At some point in the distant future we may want to work with Divided Power structures if I ever get around to crystalline cohomology, so why not start writing about it now? Basically this is how we are going to be able to talk about things that require division when working in positive characteristic. Today we’ll just quickly give the definition and then a bunch of easy examples.

Suppose {A} is a commutative ring and {I} an ideal. Divided powers on {I} are a collection of maps {\gamma_i: I\rightarrow A} for all integers {i\geq 0} for which we have the following five properties:

1. For all {x\in I}, {\gamma_0(x)=1}, {\gamma_1(x)=x} and {\gamma_i(x)\in I}
2. For {x, y\in I} we have {\gamma_k(x+y)=\sum_{i+j=k}\gamma_i(x)\gamma_j(y)}
3. For {\lambda\in A}, {x\in I}, we have {\gamma_k(\lambda x)=\lambda^k\gamma_k(x)}
4. For {x\in I} we have {\gamma_i(x)\gamma_j(x)=((i,j))\gamma_{i+j}(x)}, where {((i,j))=\frac{(i+j)!}{(i!)(j!)}}
5. {\gamma_p(\gamma_q(x))=C_{p,q}\gamma_{pq}(x)} where {C_{p,q}=\frac{(pq)!}{p!(q!)^p}}, the number of partitions of a set with {pq} elements into {p} subsets with {q} each.

You may have noticed that these conditions seem to just be a formal encoding of the power map {\gamma_n(x)=x^n} from characteristic {0}. You’d be wrong, but basically correct. A close examination of the fourth condition actually gives that the map must be {\gamma_n(x)=\frac{x^n}{n!}} when dividing makes sense (i.e. {A} is a {\mathbb{Q}}-algebra).
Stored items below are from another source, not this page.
PR #975, opened 2026-05-26
Emit FAQ detail expectations in route cases

canfieldjuan:
Plan: plans/PR-Content-Ops-FAQ-Search-Detail-Case-Metadata.md

Move seeded FAQ detail expectations into the seed-emitted route-case artifact so the hosted e2e consumes producer-owned metadata instead of reconstructing seeded title, status, target mode, and target-id format independently.

## Intentional
- No new module is introduced; the duplicated values live in one producing script and are serialized through the existing artifact boundary.
- Miss cases still omit detail expectations because they are never dereferenced.
- The e2e parser fails closed on missing or malformed expected detail fields for hit cases.

## Deferred
- A shared helper module can follow if more scripts need the seeded FAQ constants later.
- The #972 distinct detail-not-run state remains presentation polish.

## Verification
- pytest tests/test_smoke_content_ops_faq_search_concurrency.py tests/test_smoke_content_ops_faq_search_seeded_route_e2e.py -q - 62 passed in 0.14s.
- python -m py_compile scripts/smoke_content_ops_faq_search_concurrency.py scripts/smoke_content_ops_faq_search_seeded_route_e2e.py tests/test_smoke_content_ops_faq_search_concurrency.py tests/test_smoke_content_ops_faq_search_seeded_route_e2e.py - Passed.
- git diff --check - Passed.
- python scripts/audit_plan_code_consistency.py plans/PR-Content-Ops-FAQ-Search-Detail-Case-Metadata.md - Passed.

## Diff size
5 files, +117 / -9

### DIFF
--- a/plans/PR-Content-Ops-FAQ-Search-Detail-Case-Metadata.md
+++ b/plans/PR-Content-Ops-FAQ-Search-Detail-Case-Metadata.md
@@ -1,0 +1,55 @@
+# PR-Content-Ops-FAQ-Search-Detail-Case-Metadata
+
+## Why this slice exists
+#974 added seeded detail-field assertions, but the review noted that the seed
+smoke and e2e runner now duplicate the seeded FAQ title, target mode, status,
+and target-id format. That creates drift risk if the seed row changes without
+the e2e expectation builder changing with it.
+## Scope (this PR)
+Ownership lane: content-ops/faq-search
+Slice phase: Production hardening.
+1. Have the DB seed smoke emit expected detail fields in the route-case file it
+   already writes for hosted e2e runs.
+2. Keep the seed row values and route-case metadata sourced from the same
+   constants/functions inside the seed smoke.
+3. Have the seeded e2e consume those expected detail fields instead of
+   reconstructing seed literals.
+### Files touched
+- `plans/PR-Content-Ops-FAQ-Search-Detail-Case-Metadata.md`
+- `scripts/smoke_content_ops_faq_search_concurrency.py`
+- `scripts/smoke_content_ops_faq_search_seeded_route_e2e.py`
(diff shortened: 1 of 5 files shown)


canfieldjuan (commented):
**LGTM** — reviewed at head `95dbcca`. This fully resolves the #974 drift NIT, and it's the right shape: producer-owned metadata with a single source of truth.

The seed now defines `SEEDED_FAQ_TARGET_MODE / TITLE / MARKDOWN / STATUS` constants plus `_seeded_faq_target_id(case)`, and **both** the `INSERT INTO ticket_faq_markdown` *and* the `_route_case_payload` expectations reference those same constants/helper. So the inserted values and the emitted `expected_detail_*` are provably consistent within the producer — a change to `SEEDED_FAQ_TITLE` updates the row and the expectation together; they can't diverge. The e2e then drops its four hardcoded literals and consumes the producer-emitted `expected_detail_*` from the route case, fail-closed (each must be a non-empty string). The literals now live in exactly one place.

Verified at the head:
- Seed test asserts `_route_case_payload` emits `expected_detail_{account_id,target_id,target_mode,title,status}` with the constant values; e2e tests read them from the route case and reject missing/empty/non-string fields (negative fixtures for empty `expected_detail_account_id` and non-string `expected_detail_target_id`).
- Ran both suites → **62 passed**; CI green (`extracted-checks` x2, `pre-push-audit`).

**NIT (cosmetic):** in `_detail_case_from_route_cases`, the returned dict sets `"expected_detail_account_id": account_id.strip()` and then `**expected_detail` (which also carries `expected_detail_account_id` from the route case) — the spread wins, so the explicit line is now dead. Same value either way (both are the seeded `account_id`), so it's harmless; just removable.

Clean close on the seed→route→detail expectation chain — the detail content is now asserted against producer-owned truth with no duplicated literals.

We say {(I, \gamma)} is a P.D. ideal, {(A, I, \gamma)} is a P.D. ring and {\gamma} is a P.D. structure on {I}. Of course, P.D. stands for “Divided Power”. OK, not really, it stands for “Puissances Divisees” which is just french for divided powers. We may want to form this into a category, so we’ll say a P.D. morphism {f:(A, I, \gamma)\rightarrow (B, J, \delta)} is a ring map {f:A\rightarrow B} with the property {f(I)\subset J} and it commutes with the divided powers {f\circ \gamma_n(x)=\delta_n\circ f(x)} for all {x\in I}.
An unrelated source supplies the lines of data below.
PR #978, opened 2026-05-26
Atlas local PR body preflight

canfieldjuan:
Plan: plans/PR-Atlas-Local-PR-Body-Preflight.md
Slice phase: Workflow/process

This hardens the local PR review path so recurring metadata misses are caught before first push/open. The local review bundle now validates either the open PR body or a supplied local body file, and it runs the extracted pipeline CI-enrollment scanner locally.

## Intentional
- This does not generate PR bodies. It enforces that the body exists and matches the plan phase before the builder treats local review as green.
- The current GitHub PR body remains authoritative after a PR exists. The local body file is for the pre-open review path.
- The enrollment scanner runs unconditionally when available. It is already a repo-wide audit and is fast enough for the local mechanical bundle.

## Deferred
- Future PR: consider a body-render helper if builders still hand-write PR descriptions incorrectly after this gate.
- Parked hardening: none.

## Verification
- `python -m pytest tests/test_audit_pr_session_drift.py -q` - 26 passed.
- `python -m py_compile scripts/audit_pr_session_drift.py` - passed.
- `bash scripts/local_pr_review.sh --help` - passed.
- `bash scripts/local_pr_review.sh --current-pr-body-file <temp body>` - passed.
- `ATLAS_CURRENT_PR_BODY_FILE=<temp body> bash scripts/local_pr_review.sh` - passed.

## Diff size
4 files, +284 / -15

### DIFF
--- a/plans/PR-Atlas-Local-PR-Body-Preflight.md
+++ b/plans/PR-Atlas-Local-PR-Body-Preflight.md
@@ -1,0 +1,86 @@
+# PR-Atlas-Local-PR-Body-Preflight
+
+## Why this slice exists
+
+Reviewer feedback flagged a repeated workflow miss: code quality is staying
+high, but first pushes keep failing metadata/CI contracts after the PR is
+already open. Recent misses include PR-body `Slice phase` omissions and extracted
+test enrollment drift. The scanners catch the problems, but the builder path
+needs to run the same checks before the first PR push.
+
+This slice makes the existing local PR review bundle enforce the two recurring
+metadata gates directly: current PR body phase validation and extracted pipeline
+test enrollment.
+
+## Scope (this PR)
+
+Ownership lane: atlas-workflow
+
+Slice phase: Workflow/process.
+
+1. Let the drift audit validate a local PR body file before a GitHub PR exists.
+2. Require current PR body validation from `scripts/local_pr_review.sh`, using
+   either the open PR body or a supplied local body file.
+3. Run the extracted pipeline CI-enrollment scanner from the local review bundle.
+4. Add focused negative/positive fixtures for the new pre-open PR body path.
+
+### Files touched
+
+- `plans/PR-Atlas-Local-PR-Body-Preflight.md`
+- `scripts/audit_pr_session_drift.py`
+- `scripts/local_pr_review.sh`
+- `tests/test_audit_pr_session_drift.py`
+
+## Mechanism
+
+`audit_pr_session_drift.py` gets two options:
+
+```bash
+--current-pr-body-file <path>
+--require-current-pr-body
+```
+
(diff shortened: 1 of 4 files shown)


canfieldjuan (commented):
**LGTM** — reviewed at head `0121218`. This is the systemic fix for the recurring metadata-miss pattern (the #964/#976 body-contract trips and the #967/#968 enrollment trips), and it lands without weakening the CI gate.

I checked the thing that mattered most here — that touching `audit_pr_session_drift.py` (the gate that polices every PR) doesn't loosen it:
- **CI behavior is preserved.** The GitHub-PR-body check was refactored into `compare_current_pr_body_slice_phases` with byte-identical logic (missing Slice phase → error; disjoint → error). In CI, `ATLAS_CURRENT_PR_BODY_FILE` is unset and `--skip-github` isn't passed, so the audit still loads the open PR and validates its real body exactly as it did when it caught #964/#976. The new `--current-pr-body-file` is purely additive (and runs *in addition to* the GitHub check when both are present), so it can't be used to mask a missing body in CI.
- **Local pre-push is now stricter.** `local_pr_review.sh` passes `--require-current-pr-body`, so running the bundle before the PR exists *fails loud* unless you supply `--current-pr-body-file` (or `ATLAS_CURRENT_PR_BODY_FILE`) with the drafted body — the builder can no longer silently skip the body check.
- **Both miss-classes are now caught locally.** The bundle also gained an `audit_extracted_pipeline_ci_enrollment.py` step, so the #967/#968 enrollment miss is caught pre-push too, not just the slice-phase body contract.

Verified at the head:
- `test_cli_fails_when_required_pr_body_was_not_checked_before_pr_exists` (require-without-body → exit 1, "not checked"), `test_cli_accepts_current_pr_body_file_before_pr_exists` (valid body → exit 0), `test_cli_rejects_current_pr_body_file_missing_slice_phase` (→ exit 1, "missing Slice phase"). Ran the suite → **26 passed**.
- #978's own `pre-push-audit` is **green** — which doubles as proof the gate change still validates the real PR body (it found this PR, checked its `Slice phase: Workflow/process` against the branch plan) and that the new `--require-current-pr-body` is satisfied when the open PR exists.

**One edge worth a glance (non-blocking):** `--require-current-pr-body` adds a "not checked" error when a branch has Slice phases but no current PR body was validated. For `pull_request`-triggered CI that's a non-issue (the PR exists, as #978 just demonstrated), but if `pre_push_audit` ever runs on a branch push *before* the PR is opened, this would now fail where it previously passed. Worth confirming the CI trigger always has an open PR (or that the pre-push hook path supplies `ATLAS_CURRENT_PR_BODY_FILE`).

Good closeout — this turns the two most common first-push CI trips into pre-push failures the builder sees before opening the PR.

We already gave the {\mathbb{Q}}-algebra example. In fact, in that case every ideal has that as its unique P.D. structure. For any ring, {\{0\}} together with {\gamma_0(0)=1} and {\gamma_i(0)=0} is a P.D. structure. The first interesting example is to let {V} be a DVR of unequal characteristic {(p,0)} with uniformizing parameter {\pi}. Recall that if {p=u\pi^e}, then {e} is the absolute ramification index of {V}. We get that {\frak{m}} has a P.D. structure if and only if {e\leq p-1}. In particular, if {k} is perfect, then since {W(k)} is absolutely unramified {pW(k)} has a unique P.D. structure on it.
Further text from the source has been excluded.